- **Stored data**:
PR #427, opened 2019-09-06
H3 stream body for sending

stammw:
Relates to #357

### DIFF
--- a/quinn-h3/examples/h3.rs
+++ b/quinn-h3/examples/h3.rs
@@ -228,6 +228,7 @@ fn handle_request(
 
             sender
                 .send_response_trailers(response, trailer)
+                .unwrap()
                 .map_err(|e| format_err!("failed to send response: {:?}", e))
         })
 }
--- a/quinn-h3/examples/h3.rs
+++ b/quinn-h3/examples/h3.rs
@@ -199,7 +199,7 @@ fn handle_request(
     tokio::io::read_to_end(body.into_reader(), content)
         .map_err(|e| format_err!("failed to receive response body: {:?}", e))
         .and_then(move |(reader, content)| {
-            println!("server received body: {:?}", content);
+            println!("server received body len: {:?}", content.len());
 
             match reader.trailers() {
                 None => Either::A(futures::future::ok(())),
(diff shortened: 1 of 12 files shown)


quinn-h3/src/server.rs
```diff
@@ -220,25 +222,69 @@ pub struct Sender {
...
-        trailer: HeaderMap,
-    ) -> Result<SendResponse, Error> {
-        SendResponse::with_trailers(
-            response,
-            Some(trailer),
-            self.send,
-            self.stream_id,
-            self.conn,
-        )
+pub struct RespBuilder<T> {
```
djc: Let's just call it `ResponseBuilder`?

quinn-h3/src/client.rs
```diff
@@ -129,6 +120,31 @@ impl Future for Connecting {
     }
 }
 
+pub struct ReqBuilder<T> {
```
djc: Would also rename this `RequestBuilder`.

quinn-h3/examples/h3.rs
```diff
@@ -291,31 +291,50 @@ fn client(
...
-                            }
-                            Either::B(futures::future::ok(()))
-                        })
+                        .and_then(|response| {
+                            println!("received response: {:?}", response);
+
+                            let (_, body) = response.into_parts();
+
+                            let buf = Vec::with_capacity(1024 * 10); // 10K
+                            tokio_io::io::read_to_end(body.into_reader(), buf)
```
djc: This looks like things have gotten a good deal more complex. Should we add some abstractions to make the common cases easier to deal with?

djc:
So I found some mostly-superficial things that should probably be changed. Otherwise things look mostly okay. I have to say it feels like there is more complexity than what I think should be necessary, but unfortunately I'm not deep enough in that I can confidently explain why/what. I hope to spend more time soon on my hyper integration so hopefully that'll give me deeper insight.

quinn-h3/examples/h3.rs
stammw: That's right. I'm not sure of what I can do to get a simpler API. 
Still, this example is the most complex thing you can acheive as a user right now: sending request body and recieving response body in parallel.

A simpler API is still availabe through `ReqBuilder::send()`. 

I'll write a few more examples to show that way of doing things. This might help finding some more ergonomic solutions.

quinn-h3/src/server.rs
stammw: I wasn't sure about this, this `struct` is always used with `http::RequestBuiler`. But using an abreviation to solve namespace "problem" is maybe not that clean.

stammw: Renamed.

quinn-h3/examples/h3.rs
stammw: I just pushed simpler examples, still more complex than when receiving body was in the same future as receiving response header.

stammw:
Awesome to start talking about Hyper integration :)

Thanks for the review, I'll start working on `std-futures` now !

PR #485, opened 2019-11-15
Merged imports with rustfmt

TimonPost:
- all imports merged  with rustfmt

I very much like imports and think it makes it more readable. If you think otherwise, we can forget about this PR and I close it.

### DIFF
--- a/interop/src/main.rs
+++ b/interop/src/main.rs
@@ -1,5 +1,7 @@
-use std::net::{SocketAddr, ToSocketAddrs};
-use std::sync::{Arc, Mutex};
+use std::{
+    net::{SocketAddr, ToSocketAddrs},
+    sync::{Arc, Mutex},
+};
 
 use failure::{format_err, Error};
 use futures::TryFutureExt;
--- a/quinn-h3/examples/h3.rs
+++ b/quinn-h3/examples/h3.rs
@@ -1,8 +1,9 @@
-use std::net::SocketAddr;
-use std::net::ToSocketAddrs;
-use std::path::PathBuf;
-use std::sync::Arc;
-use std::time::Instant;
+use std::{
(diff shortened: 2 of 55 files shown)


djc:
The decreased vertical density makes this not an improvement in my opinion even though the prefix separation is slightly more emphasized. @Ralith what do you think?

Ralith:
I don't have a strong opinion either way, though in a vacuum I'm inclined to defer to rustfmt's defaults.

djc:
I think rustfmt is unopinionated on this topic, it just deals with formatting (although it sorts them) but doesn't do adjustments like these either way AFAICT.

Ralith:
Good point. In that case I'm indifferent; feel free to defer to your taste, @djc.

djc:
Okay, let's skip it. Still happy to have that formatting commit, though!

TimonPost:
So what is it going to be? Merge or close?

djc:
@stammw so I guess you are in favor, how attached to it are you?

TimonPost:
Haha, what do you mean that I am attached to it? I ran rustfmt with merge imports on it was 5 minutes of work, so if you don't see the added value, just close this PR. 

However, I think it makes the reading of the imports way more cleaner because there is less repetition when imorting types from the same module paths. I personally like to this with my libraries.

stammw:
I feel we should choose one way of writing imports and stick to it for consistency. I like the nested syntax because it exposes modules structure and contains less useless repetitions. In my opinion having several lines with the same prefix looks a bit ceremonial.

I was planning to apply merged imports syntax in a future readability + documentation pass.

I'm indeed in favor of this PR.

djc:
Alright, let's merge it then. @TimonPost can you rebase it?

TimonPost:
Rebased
--
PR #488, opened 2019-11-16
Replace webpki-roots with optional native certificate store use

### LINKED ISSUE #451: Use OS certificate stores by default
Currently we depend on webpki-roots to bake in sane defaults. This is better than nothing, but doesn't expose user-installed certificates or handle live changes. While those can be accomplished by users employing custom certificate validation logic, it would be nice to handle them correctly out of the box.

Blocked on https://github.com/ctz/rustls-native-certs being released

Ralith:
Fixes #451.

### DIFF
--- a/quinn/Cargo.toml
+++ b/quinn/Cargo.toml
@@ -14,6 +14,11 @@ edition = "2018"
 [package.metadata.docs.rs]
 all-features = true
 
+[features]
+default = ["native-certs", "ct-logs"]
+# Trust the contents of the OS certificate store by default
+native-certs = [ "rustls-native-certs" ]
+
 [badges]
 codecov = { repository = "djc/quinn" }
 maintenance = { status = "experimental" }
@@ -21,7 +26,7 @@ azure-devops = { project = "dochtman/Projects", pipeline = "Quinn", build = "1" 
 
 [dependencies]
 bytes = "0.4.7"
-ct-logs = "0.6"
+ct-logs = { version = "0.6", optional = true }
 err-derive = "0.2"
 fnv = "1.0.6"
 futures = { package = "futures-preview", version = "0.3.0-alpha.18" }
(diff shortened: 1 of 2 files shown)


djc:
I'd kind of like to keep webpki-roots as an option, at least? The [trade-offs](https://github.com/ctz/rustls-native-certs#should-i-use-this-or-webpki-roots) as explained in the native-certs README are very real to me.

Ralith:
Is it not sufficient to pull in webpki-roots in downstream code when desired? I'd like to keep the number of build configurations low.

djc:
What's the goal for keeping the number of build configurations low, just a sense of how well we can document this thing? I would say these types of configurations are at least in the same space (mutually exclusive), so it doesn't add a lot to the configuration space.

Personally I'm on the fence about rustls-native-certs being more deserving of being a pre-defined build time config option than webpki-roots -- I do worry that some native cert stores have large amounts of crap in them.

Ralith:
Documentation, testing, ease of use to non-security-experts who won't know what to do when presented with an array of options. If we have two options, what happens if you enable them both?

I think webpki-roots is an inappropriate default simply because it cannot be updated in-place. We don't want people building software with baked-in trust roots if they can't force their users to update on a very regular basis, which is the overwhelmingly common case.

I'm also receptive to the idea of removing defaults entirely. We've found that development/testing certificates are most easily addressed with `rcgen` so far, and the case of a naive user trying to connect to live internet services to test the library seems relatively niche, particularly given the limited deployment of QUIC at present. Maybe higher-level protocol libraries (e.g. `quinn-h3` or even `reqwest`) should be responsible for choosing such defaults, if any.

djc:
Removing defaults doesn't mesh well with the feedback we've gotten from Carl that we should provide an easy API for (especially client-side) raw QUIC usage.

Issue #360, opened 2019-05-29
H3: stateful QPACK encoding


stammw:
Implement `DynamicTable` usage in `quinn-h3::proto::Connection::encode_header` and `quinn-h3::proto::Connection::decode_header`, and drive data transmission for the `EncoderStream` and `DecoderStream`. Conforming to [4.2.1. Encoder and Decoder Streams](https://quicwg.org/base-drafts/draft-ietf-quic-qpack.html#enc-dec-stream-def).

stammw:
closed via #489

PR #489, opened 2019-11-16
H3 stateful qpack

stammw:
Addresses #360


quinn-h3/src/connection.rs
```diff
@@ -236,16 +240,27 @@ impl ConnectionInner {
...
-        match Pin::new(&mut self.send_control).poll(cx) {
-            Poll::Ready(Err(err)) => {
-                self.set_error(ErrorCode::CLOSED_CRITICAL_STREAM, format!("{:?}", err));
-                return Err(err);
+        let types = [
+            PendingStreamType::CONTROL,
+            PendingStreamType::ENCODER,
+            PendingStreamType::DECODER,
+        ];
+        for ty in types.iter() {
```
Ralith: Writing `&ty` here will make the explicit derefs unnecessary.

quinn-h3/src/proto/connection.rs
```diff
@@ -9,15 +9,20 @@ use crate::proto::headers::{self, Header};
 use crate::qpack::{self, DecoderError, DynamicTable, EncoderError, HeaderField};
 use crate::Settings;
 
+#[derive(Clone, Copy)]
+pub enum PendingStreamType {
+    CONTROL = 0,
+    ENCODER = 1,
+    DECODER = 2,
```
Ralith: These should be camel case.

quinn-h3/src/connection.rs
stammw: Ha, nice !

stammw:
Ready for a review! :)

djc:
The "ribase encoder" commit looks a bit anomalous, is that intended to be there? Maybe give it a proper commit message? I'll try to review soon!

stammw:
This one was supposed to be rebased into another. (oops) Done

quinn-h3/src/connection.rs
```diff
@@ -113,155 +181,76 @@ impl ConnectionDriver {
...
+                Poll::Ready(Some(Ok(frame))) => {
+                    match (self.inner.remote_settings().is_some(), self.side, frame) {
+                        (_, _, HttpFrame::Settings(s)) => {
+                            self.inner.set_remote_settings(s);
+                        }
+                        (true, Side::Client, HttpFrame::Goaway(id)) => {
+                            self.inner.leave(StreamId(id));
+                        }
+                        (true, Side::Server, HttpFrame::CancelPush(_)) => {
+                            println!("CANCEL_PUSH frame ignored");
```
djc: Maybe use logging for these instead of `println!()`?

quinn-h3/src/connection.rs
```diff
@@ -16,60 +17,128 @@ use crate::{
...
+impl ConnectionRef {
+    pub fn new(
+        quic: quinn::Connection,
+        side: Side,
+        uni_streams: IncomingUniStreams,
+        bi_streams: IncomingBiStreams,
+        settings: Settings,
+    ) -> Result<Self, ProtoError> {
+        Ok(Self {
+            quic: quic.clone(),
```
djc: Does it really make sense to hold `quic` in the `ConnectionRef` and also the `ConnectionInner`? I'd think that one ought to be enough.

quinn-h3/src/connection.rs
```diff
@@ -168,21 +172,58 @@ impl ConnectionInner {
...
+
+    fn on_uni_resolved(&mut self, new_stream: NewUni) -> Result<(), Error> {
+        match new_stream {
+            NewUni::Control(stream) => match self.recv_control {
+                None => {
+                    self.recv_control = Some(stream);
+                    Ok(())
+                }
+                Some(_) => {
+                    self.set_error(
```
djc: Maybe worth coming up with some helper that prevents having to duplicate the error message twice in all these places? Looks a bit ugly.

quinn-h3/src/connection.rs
---
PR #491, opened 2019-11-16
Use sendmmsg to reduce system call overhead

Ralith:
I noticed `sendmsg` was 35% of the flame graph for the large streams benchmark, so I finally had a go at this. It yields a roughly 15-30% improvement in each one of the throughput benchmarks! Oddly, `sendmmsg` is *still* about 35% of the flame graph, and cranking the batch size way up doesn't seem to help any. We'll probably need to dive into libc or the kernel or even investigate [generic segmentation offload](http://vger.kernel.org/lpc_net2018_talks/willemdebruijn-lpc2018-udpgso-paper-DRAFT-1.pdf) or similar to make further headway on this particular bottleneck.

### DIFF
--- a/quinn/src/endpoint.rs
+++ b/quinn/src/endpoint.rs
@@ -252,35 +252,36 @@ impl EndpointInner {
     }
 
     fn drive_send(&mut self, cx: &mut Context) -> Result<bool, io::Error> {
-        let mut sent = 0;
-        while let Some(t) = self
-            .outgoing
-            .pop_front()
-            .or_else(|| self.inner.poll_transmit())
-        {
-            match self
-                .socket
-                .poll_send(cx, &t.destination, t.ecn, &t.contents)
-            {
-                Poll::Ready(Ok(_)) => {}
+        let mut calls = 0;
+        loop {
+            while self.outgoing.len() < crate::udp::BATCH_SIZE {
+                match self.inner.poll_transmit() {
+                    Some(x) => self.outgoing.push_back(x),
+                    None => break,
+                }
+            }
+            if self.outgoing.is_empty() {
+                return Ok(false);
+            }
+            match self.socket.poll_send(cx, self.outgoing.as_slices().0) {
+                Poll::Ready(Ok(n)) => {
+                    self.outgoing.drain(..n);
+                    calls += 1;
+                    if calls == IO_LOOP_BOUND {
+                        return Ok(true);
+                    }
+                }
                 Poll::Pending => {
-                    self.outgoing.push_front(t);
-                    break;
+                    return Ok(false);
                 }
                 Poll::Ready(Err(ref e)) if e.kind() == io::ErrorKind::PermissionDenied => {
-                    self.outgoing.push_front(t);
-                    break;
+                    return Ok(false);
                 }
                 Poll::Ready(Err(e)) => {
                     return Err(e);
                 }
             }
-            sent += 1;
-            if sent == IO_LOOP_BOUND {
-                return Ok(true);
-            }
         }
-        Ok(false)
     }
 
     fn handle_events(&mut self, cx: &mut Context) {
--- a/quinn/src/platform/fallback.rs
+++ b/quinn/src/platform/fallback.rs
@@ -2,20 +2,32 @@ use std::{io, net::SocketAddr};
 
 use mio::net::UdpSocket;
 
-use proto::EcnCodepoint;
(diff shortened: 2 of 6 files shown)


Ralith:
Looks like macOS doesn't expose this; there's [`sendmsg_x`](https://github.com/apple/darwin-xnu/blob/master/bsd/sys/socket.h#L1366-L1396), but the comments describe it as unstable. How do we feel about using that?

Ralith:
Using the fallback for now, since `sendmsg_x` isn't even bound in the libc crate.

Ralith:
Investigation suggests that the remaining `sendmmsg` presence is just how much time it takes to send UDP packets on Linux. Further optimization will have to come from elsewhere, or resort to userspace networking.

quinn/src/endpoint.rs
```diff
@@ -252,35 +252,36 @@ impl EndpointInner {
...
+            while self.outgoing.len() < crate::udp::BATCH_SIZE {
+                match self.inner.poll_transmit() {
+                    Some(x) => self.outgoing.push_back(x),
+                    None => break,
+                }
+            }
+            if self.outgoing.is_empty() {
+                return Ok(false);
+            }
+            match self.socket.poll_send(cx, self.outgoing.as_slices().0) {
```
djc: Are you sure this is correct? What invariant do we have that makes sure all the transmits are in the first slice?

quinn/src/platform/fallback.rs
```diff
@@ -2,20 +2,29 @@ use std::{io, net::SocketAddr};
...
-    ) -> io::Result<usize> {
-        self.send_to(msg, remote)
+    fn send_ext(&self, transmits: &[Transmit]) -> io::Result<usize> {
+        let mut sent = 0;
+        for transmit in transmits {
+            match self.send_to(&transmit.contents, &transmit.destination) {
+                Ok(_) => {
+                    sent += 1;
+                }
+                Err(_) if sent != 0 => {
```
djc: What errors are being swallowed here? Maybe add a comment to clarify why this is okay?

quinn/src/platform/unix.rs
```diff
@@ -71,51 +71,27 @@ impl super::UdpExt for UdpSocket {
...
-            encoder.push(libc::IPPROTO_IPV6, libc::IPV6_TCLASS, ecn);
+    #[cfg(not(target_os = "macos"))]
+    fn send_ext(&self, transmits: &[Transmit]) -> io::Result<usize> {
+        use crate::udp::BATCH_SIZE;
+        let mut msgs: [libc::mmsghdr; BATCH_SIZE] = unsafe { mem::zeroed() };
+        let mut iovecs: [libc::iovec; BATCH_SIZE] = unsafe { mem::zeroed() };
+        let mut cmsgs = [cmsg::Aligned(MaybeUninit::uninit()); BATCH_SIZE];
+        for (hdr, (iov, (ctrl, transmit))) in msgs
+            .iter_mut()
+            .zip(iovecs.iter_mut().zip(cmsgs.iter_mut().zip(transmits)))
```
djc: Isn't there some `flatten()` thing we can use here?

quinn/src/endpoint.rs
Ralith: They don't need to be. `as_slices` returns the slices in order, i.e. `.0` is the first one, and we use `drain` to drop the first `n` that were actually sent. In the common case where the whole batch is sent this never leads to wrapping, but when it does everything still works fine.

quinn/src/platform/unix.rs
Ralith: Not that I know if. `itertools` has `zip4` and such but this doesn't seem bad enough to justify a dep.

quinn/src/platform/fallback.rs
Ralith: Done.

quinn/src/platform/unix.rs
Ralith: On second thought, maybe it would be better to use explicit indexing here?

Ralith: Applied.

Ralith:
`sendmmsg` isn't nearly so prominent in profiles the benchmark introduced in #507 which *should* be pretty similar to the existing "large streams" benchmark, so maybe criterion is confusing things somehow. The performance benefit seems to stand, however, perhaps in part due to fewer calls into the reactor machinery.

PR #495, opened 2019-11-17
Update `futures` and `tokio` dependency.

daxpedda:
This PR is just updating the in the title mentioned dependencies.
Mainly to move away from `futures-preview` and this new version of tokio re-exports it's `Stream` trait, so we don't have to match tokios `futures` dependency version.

- **Work instruction**: From the entries above, show each line that includes the string "makes".

- **Response to this task**:
I very much like imports and think it makes it more readable. If you think otherwise, we can forget about this PR and I close it.
The decreased vertical density makes this not an improvement in my opinion even though the prefix separation is slightly more emphasized. @Ralith what do you think?
However, I think it makes the reading of the imports way more cleaner because there is less repetition when imorting types from the same module paths. I personally like to this with my libraries.
djc: Are you sure this is correct? What invariant do we have that makes sure all the transmits are in the first slice?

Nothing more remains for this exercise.